LOS ANGELES, Dec 18: Acerbic ‘American Idol’ judge Simon Cowell said on Wednesday the apparent suicide of a former contestant and obsessed fan forced him to think “long and hard” about his blunt comments to hopeless singers on the show.

But in his first detailed comments about the fan’s death in November, Cowell said the US top-rated television talent show was “not inherently mean” and that the hundreds of thousands of people who audition every year knew they would be criticised.

“I have thought long and hard about this... I think we will continue in the way we have always done. We have tried to have a sense of humour.

“The show is not an inherently mean show. It is an American dream show where the whole purpose is to find somebody who through the process becomes a star,” Cowell told reporters in a telephone conference call.

He said the death in November of 30-year-old Paula Goodspeed — a fan of ‘Idol’ judge Paula Abdul and who was ridiculed when she tried out in 2005 — “hit us like an express train.
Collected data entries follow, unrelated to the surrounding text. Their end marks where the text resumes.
PR #324, opened 2022-01-12
base16ct: initial crate

tarcieri:
Constant-time implementation of Base16 (a.k.a. hexadecimal) based on this C++ implementation:

https://github.com/Sc00bz/ConstTimeEncoding/blob/master/hex.cpp

Original C++ is MIT licensed. Relicensed as Apache 2.0+MIT with permission from the original author.

### DIFF
--- a/base16ct/src/lib.rs
+++ b/base16ct/src/lib.rs
@@ -1,0 +1,228 @@
+#![no_std]
+#![cfg_attr(docsrs, feature(doc_cfg))]
+#![forbid(unsafe_code)]
+#![warn(missing_docs, rust_2018_idioms)]
+#![doc(
+    html_logo_url = "https://raw.githubusercontent.com/RustCrypto/meta/master/logo.svg",
+    html_favicon_url = "https://raw.githubusercontent.com/RustCrypto/meta/master/logo.svg",
+    html_root_url = "https://docs.rs/base16ct/0.0.0"
+)]
+#![doc = include_str!("../README.md")]
+
+//! # Implementation
+//!
+//! Implemented using integer arithmetic alone without any lookup tables or
+//! data-dependent branches, thereby providing portable "best effort"
+//! constant-time operation.
+//!
+//! Not constant-time with respect to message length (only data).
+//!
+//! Adapted from this C++ implementation:
+//!
+//! <https://github.com/Sc00bz/ConstTimeEncoding/blob/master/hex.cpp>
+//!
+//! Copyright (c) 2014 Steve "Sc00bz" Thomas (steve at tobtu dot com)
+//! Derived code is dual licensed MIT + Apache 2.0 (with permission from @Sc00bz)
+
+#[cfg(feature = "alloc")]
+#[macro_use]
+extern crate alloc;
+#[cfg(feature = "std")]
+extern crate std;
+
+use core::fmt;
+
+#[cfg(feature = "alloc")]
+use alloc::{string::String, vec::Vec};
+
+/// Error type
+#[derive(Clone, Eq, PartialEq, Debug)]
+pub enum Error {
+    /// Invalid encoding of provided Base16 string.
+    InvalidEncoding,
+
+    /// Insufficient output buffer length.
+    InvalidLength,
+}
+
+impl fmt::Display for Error {
+    fn fmt(&self, f: &mut fmt::Formatter<'_>) -> fmt::Result {
+        match self {
+            Error::InvalidEncoding => f.write_str("invalid Base16 encoding"),
+            Error::InvalidLength => f.write_str("invalid Base16 length"),
+        }
+    }
+}
+
+#[cfg(feature = "std")]
+impl std::error::Error for Error {}
+
+/// Base16 encoding (a.k.a. hexadecimal)
+#[derive(Copy, Clone, Debug, Default, Eq, Hash, PartialEq, PartialOrd, Ord)]
+pub struct Base16 {
+    /// Upper or lower case
+    case: Case,
+}
+
+impl Base16 {
+    /// Lower case hex: 0-9 a-f
+    pub fn lower_case() -> Base16 {
+        Base16 { case: Case::Lower }
+    }
+
+    /// Upper case hex: 0-9 A-F
+    pub fn upper_case() -> Base16 {
+        Base16 { case: Case::Upper }
+    }
+}
+
+impl Base16 {
+    /// Decode a Base16 (hex) string into the provided destination buffer.
+    pub fn decode<'a>(&self, src: impl AsRef<[u8]>, dst: &'a mut [u8]) -> Result<&'a [u8], Error> {
+        let src = src.as_ref();
+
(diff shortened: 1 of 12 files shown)


base16ct/src/lib.rs
```diff
@@ -0,0 +1,228 @@
+#![no_std]
+#![cfg_attr(docsrs, feature(doc_cfg))]
+#![forbid(unsafe_code)]
+#![warn(missing_docs, rust_2018_idioms)]
+#![doc(
+    html_logo_url = "https://raw.githubusercontent.com/RustCrypto/meta/master/logo.svg",
+    html_favicon_url = "https://raw.githubusercontent.com/RustCrypto/meta/master/logo.svg",
+    html_root_url = "https://docs.rs/base16ct/0.0.0"
+)]
+#![doc = include_str!("../README.md")]
```
newpavlov, line 10: I am not sure it's worth to include the whole readme while it does not contain any code examples. If anything, everything in it except the first 3 paragraphs looks like an unnecessary clutter to me in the docs context.

base16ct/src/lib.rs
```diff
@@ -0,0 +1,228 @@
+#![no_std]
+#![cfg_attr(docsrs, feature(doc_cfg))]
+#![forbid(unsafe_code)]
+#![warn(missing_docs, rust_2018_idioms)]
+#![doc(
+    html_logo_url = "https://raw.githubusercontent.com/RustCrypto/meta/master/logo.svg",
+    html_favicon_url = "https://raw.githubusercontent.com/RustCrypto/meta/master/logo.svg",
```
newpavlov, line 7: I think it's worth to replace the URLs with `https://raw.githubusercontent.com/RustCrypto/media/6ee8e381/logo.svg` in the case if will move the logo for some reason.

base16ct/src/lib.rs
```diff
@@ -0,0 +1,228 @@
...
+//! constant-time operation.
+//!
+//! Not constant-time with respect to message length (only data).
+//!
+//! Adapted from this C++ implementation:
+//!
+//! <https://github.com/Sc00bz/ConstTimeEncoding/blob/master/hex.cpp>
+//!
+//! Copyright (c) 2014 Steve "Sc00bz" Thomas (steve at tobtu dot com)
+//! Derived code is dual licensed MIT + Apache 2.0 (with permission from @Sc00bz)
```
newpavlov, line 25: Maybe use `//` for the last two lines? I don't think we have similar copyright information in our other crate docs.

base16ct/src/lib.rs
```diff
@@ -0,0 +1,228 @@
...
+
+#[cfg(feature = "std")]
+impl std::error::Error for Error {}
+
+/// Base16 encoding (a.k.a. hexadecimal)
+#[derive(Copy, Clone, Debug, Default, Eq, Hash, PartialEq, PartialOrd, Ord)]
+pub struct Base16 {
+    /// Upper or lower case
+    case: Case,
+}
```
newpavlov, line 65: Are you sure about using runtime branching instead of introducing two types? Also I wonder whether in practice we may need to support decoding of mixed values (i.e. `ABcd12`).

base16ct/src/lib.rs
```diff
@@ -0,0 +1,228 @@
...
+        let src = src.as_ref();
+
+        let dst_length = Self::decoded_len(src)?;
+        if dst_length > dst.len() {
+            return Err(Error::InvalidLength);
+        }
+
+        let mut err: usize = 0;
+
+        for (i, dst_byte) in dst.iter_mut().enumerate().take(dst_length) {
```
newpavlov, line 91: Personally I think `dst[..dst_len].iter_mut().enumerate()` is easier to read. Alternatively you could use something like this:
```rust
for (src, dst) in src.chunks_exact(2).zip(dst.iter_mut()) { .. }
```
Zipping should handle the `dst` truncation.

base16ct/src/lib.rs
```diff
@@ -0,0 +1,228 @@
...
+    pub fn decode_vec(&self, input: impl AsRef<[u8]>) -> Result<Vec<u8>, Error> {
+        let mut output = vec![0u8; Self::decoded_len(input.as_ref())?];
+        self.decode(input, &mut output)?;
+        Ok(output)
+    }
+
+    /// Compute decoded length of the given input.
+    pub fn decoded_len(bytes: &[u8]) -> Result<usize, Error> {
+        if bytes.len() & 1 == 0 {
+            Ok(bytes.len() >> 1)
```
newpavlov, line 118: It's fine to simply use `bytes.len() / 2`, compiler will replace it with the shift itself. :)

base16ct/src/lib.rs
```diff
@@ -0,0 +1,228 @@
...
+    /// If `input` length is greater than `usize::MAX/2`.
+    #[cfg(feature = "alloc")]
+    #[cfg_attr(docsrs, doc(cfg(feature = "alloc")))]
+    pub fn encode_string(&self, input: &[u8]) -> String {
+        let elen = Self::encoded_len(input);
+        let mut dst = vec![0u8; elen];
+        let res = self.encode(input, &mut dst).expect("encoding error");
+
+        debug_assert_eq!(elen, res.len());
+        String::from_utf8(dst).expect("character encoding error")
```
newpavlov, line 154: I think we can use `unsafe { String::from_utf8_unchecked(dst) }` like we do in `base64ct` to remove unreachable panic.

newpavlov (commented):
Later I will try to inspect the code in godbolt to see if there are some easily removable unreachable panics.

base16ct/src/lib.rs
newpavlov: Also the last suggestion helps compiler to remove unreachable panics.

newpavlov:
After replacing the encoding and decoding loops to the zip-based code and `String` conversion all functions are properly panic-free!

base16ct/tests/lib.rs
```diff
@@ -0,0 +1,84 @@
+//! Integration tests.
+
+#![cfg(feature = "alloc")]
```
newpavlov, line 3: I don't think you need to apply this gating to the whole module.

newpavlov:
Adding support of mixed decoding should be as simple as removing the match and using:
```rust
ret += (((0x2fisize - byte) & (byte - 0x3a)) >> 8) & (byte - 47);
ret += (((0x60isize - byte) & (byte - 0x67)) >> 8) & (byte - 86);
ret += (((0x40isize - byte) & (byte - 0x47)) >> 8) & (byte - 54);
```

Also it may be worth to use `i16`/`u16` in the nibble functions. It looks like it helps compiler with code auto-vectorization (the current version does not auto-vectorize at all).

tarcieri:
Merging so you can do a second pass, @newpavlov.

One note though:

> Adding support of mixed decoding should be as simple as...

That's interesting, and @Sc00bz had similar functionality which isn't included here.

I wonder if it would make sense to try to constrain it to matched case though. I suppose any support for it would be nice.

It upset me a lot”.

Goodspeed’s audition was greeted with laughter by the judging panel and Cowell, who often makes fun of tone-deaf or eccentric performers, commented on her braces, questioning how she could sing with “that much metal” in her mouth.

Referring to her suicide, Cowell said: “What happened was awful. My regret is that we didn’t know how troubled this person was. If I had gone back in time and known what she was going through, I wish we could have spent time trying to help her, but we genuinely didn’t know.”

Goodspeed’s overdose in a car outside Ms Abdul’s Los Angeles home made worldwide headlines and sparked heated debate on the harsh comments meted out to bad singers in early ‘Idol’ audition rounds and later broadcast on national TV.

Cowell defended the producers of the show, which after more than six years as America’s most-watched TV programme, averages around 30 million viewers. It begins an 8th season on Jan 13.

“The producers have the utmost integrity as human beings,” he said.

Cowell said that after seven seasons, the singers who audition knew they would be criticised if they were no good.

“When something like this has happened, it does make you take a step back,” he said. “I’ve always thought it important to show people at home that when bad singers come in and they are not very good, that it is time to give up that type of dream and take a normal job.”